In addition to $600, Shaun Frantz won a drawing for a new fishing rod and reel. "He had a great day," his father said. :woohoo1:


----------



## ArrowFlinger

How did they do the weigh in. I though it was illegal to possess them. I wish the DNR would reword it so it is illegal to posess a live goby. I am also sure that bouncing them off your outboard back into the lake violates some law too. The DNR should make a clear statement on exactly what they prefer the fisherman to do with a goby, such as chop off the heads and use them for fertilzers or bait.


----------



## MGV

I heard that they grounded all the goby's up and hopefully to the local landfil then.


----------



## alex-v

MGV said:


> I heard that they grounded all the goby's up and hopefully to the local landfil then.


Why not put them onto a farmer's fields?


----------



## Fishndude

I believe the law states that if you catch a Goby you MUST kill it, and cannot return it to the water alive. Bouncing it off your motor leaves the possibility that an errant throw would allow the darn things to live a slighly crippled life and multiply further. They are illegal to use as live bait, and obviously cannot be transported from one body of water to another. In other words, the DNR wants every Goby to be killed that can be killed. 

Adding them to farm fields as fertilizer is a good idea. There is a bowfishing tournament in Quanicassee every year, and local farmers can get into a drawing to be the receivers of the "catch." The winner gets over 1,000,000 pounds of carp dumped in their fields. And that is just a 2 or 3 day event. 

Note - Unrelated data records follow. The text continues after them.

PR #11986, opened 2021-04-12
Dropping support for ARM32 iOS devices

jakubgs:
With upgrade to Go and Gomobile we now drop support for `darwin/arm32` builds.
This means all devices like iPhone 5 or older.

PR #12265, opened 2021-06-30
nix: fix Maven repositories, refactor go packages

jakubgs:
I've noticed issues with the https://repository.sonatype.org/ Maven repository we were using.
They appear to have purged their storage of a lot of packages, including our own for example:
https://repository.sonatype.org/content/groups/sonatype-public-grid/com/github/status-im/

For this reason I've release a [new version](https://github.com/status-im/go-maven-resolver/releases/tag/v1.1.1) of `go-maven-resolver` that includes two more Maven repos:
- https://plugins.gradle.org/m2
- https://jitpack.io

This also simplifies the `gomobile` package, and drops the need for `deps.nix` file.
It also slims down the #11986 Go upgrade PR for easier debugging.


flexsurfer (approved):

jakubgs:
I tested both Android and iPhone briefly and I saw no issues so I don't think there's any need for QA team to waste time on this.

PR #12272, opened 2021-07-05
properly sync command messages

### LINKED ISSUE #10994: Creating "myself" 1-1 chat in Activity center on a synchronized device after sending address request in 1-1 chat
# Bug Report

## Problem

If send ETH to any other user from Device 1, then on paired Device 2 will be created a 1-1 chat with “myself” (with the same account from which the Address request was sent). 

#### Expected behavior

"Myself" 1-1 chat on a synchronized device isn't created.

#### Actual behavior

ezgif com-resize (2)

### Reproduction

Device 1:
- Sync with Device 2
- Open 1-1 chat with any other user -> Send transaction
- Enter valid ETH amount and send Address request
- Check chats on Device 2

### Additional information

- Status version: Nightly 24/07
- Operating System: Android 8, 10

bitgamma:
Fixes #10994


bitgamma:
@qoqobolo @churik could you please help with testing? Needs to be tested if all transaction related messages are properly synchronized (request/accept/decline).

If the fish get eaten, at least the Seagull crap is good fertilizer.


----------



## walranger5

Federal Law Passed Recently States It Is Illegal To Posess Or Transport Live Goby. We Put Them In A Dumpster Added Some Bleach And Sent Them To The Dump, The Dnr Wants You To Kill And Use The Fish Grinder At The State Park Do Not Throw Them Back In, They Can Spawn After They Are Dead!
We Are Doing Goby Assault Party Part 2 Sat. Aug 20 Fishermans Landing, Should Be Sell Out. Best Way To Get Rid Of Gobies Is To Plant Every Perch And Walleye You Can And Say Sic Em!
Tom Matych


----------



## alex-v

walranger5 said:


> ....Do Not Throw Them Back In, They Can Spawn After They Are Dead!....


Really?? Think about it, just for a moment. We will all become rich beyond our wildest dreams. We will get these dead but spawning Goby and extract the very essence that allows them to spawn even after death. Then we can advertise and sell the stuff over the internet using email SpaM.


----------



## skulldugary

Hats off to everyone that perticipated in the event to get rid of those bug eyed,slimmy,bait robbing little turds.


----------



## alex-v

skulldugary said:


> Hats off to everyone that perticipated in the event to get rid of those bug eyed,slimmy,bait robbing little turds.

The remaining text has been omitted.